Para el caso de América Latina, indica que la tasa anual de crecimiento regional, que fue negativa en los dos últimos años, pasará a ser positiva y del orden del 1,2 por ciento, en el 2017, 2,3 por ciento, en el 2018, y 2,6 por ciento, en el 2019, debido a una estabilización de los productos básicos y al mejor ambiente de la economía mundial, pero también como resultado de la consolidación fiscal y de las reformas estructurales que vienen siendo adoptadas en varios de los países de la región.

Para el caso de Colombia, el Banco Mundial estima que la tasa de crecimiento alcanzó el 1,7 por ciento, en el 2016, y que ascenderá al 2,5 en el 2017. El Fondo Monetario Internacional prevé que para el 2018 esta será del 3,5 por ciento. Las proyecciones para el año en curso son del 2,7 por ciento para Argentina; 0,5 por ciento para Brasil, y 1,8 por ciento para México, el cual se verá particularmente afectado de manera adversa por la política comercial de la administración Trump. En el caso de Venezuela, estima un desastroso crecimiento negativo del 11,6 por ciento en el 2016, y que la tasa continuará siendo negativa y del –4,3 por ciento en este año.
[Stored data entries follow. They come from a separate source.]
PR #470, opened 2019-02-28
Fix data races in Async whenAll and flaky tests

knowledge4igor:
In this PR I'm fixing data races in the case when we use `Async::whenAll` and as a result `data->resolved` can be increased simultaniosly in different threads and we have two `data->resolve` calls. I decided to use mutex to protect shared data and cannot understand how to use atomics in this case. Maybe someone proposes better solution. I think this PR will fix for the following problem in tests that happens from time to time:
```
13: terminate called after throwing an instance of 'Pistache::Async::Error'
13:   what():  Resolve must not be called more than once
```


include/pistache/async.h
```diff
@@ -1446,22 +1450,25 @@ namespace Async {
...
                     if (data->rejected) return;
 
                     data->results[index] = val;
-                    data->resolved.fetch_add(1);
-
-                    if (data->resolved == data->total) {
+                    data->resolved++;
+                    if (data->resolved == data->total)
+                    {
                         data->resolve(data->results);
```
dennisjenkins75: Is it appropriate to call data->resolve() while holding this mutex?

tests/http_client_test.cc
```diff
@@ -86,12 +88,15 @@ TEST(http_client_test, one_client_with_multiple_requests) {
     int response_counter = 0;
 
     auto rb = client.get(server_address);
-    for (int i = 0; i < RESPONSE_SIZE; ++i) {
-        auto response = rb.header<Http::Header::Connection>(Http::ConnectionControl::KeepAlive).send();
-        response.then([&](Http::Response rsp) {
-            if (rsp.code() == Http::Code::Ok)
-                ++response_counter;
-        }, Async::IgnoreException);
```
dennisjenkins75: Please try to avoid reformatting this code when making logic changes, it adds to the cognitive burden of trying to decipher what has changed and the broader implications of the change.

include/pistache/async.h
knowledge4igor: @dennisjenkins75 To be honest, I don't see any problems (for instance, dead locks).
In the `data->resolve(data->results);` line we hold mutex from `Data` object and just call `operator()(Arg&& arg)` from `Resolver` object. Do you see any problems? Maybe I don't understand something.

tests/http_client_test.cc
knowledge4igor: @dennisjenkins75 I see, I'm sorry, should I revert change in this commit related to this comment?

include/pistache/async.h
dennisjenkins75: I did not look at what data->resolve() did (sorry, was busy).  Was just asking a general question. I should have looked first.  Its ok.

tests/http_client_test.cc
dennisjenkins75: You do not need to change this PR.  But please avoid reformatting code not directly related to the logic changes that you are making.

Does your editor do this automatically?

It would be a problem if different contributor's editors constantly fought over style.  Arthur asked me about adopting clang-tidy as an enforced formatting style.  I don't want to do that just yet; forceably reformatting all of the code will break the "blame" for each line, and break everyone's inflight PRs.  The community as a whole should decide to do this.  Discussion for another day.

We really need a useable web forum and not a disjoint IRC and Slack channels.

knowledge4igor: @knowledge4igor I caught your point. I hope one day I will install IRC or Slack and join to discussion, maybe at the weekend. Is it a good idea to discuss formatting style in issues here (as we were discussing C++14 and C++17) ?

knowledge4igor: @dennisjenkins75 I caught your point. I hope one day I will install IRC or Slack and join to discussion, maybe at the weekend. Is it a good idea to discuss formatting style in issues here (as we were discussing C++14 and C++17) ?

knowledge4igor:
@dennisjenkins75 Sorry for my English, "here" - I meant github issues in this project.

Respecto a Chile y Perú, proyecta tasas anuales de crecimiento para el 2017 del 2,0 y 4,2 por ciento, respectivamente.

Para el Banco Mundial, los principales riesgos económicos externos que enfrenta América Latina son la incidencia que puedan traer las políticas adoptadas por los países más avanzados, particularmente las restricciones al comercio por parte de Estados Unidos; el riesgo de una nueva recaída de los precios internacionales de los productos básicos de exportación, y la probabilidad que se dé una restricción monetaria y de incremento, mayor al esperado, en las tasas de interés por parte de la Reserva Federal de Estados Unidos.

En términos de los retos para hacer frente a las incertidumbres de la economía mundial, destaca la importancia de adelantar ajustes fiscales que no inhiban la inversión en la infraestructura, y atraer inversión extranjera directa de mayor valor agregado que contribuya a expandir la industria manufacturera de la región.

En un estudio de Goldman Sachs sobre las Perspectivas Macroeconómicas de América Latina 2017-2020, se menciona, además, la importancia de la adopción de reformas estructurales que incrementen la productividad y el producto potencial de las economías. También indica que no hay un espacio para desarrollar políticas fiscales contracíclicas en la región, pero que sí espera que en la mayoría de los países se dé un proceso de reducción en las tasas de interés como mecanismos para estimular la demanda agregada.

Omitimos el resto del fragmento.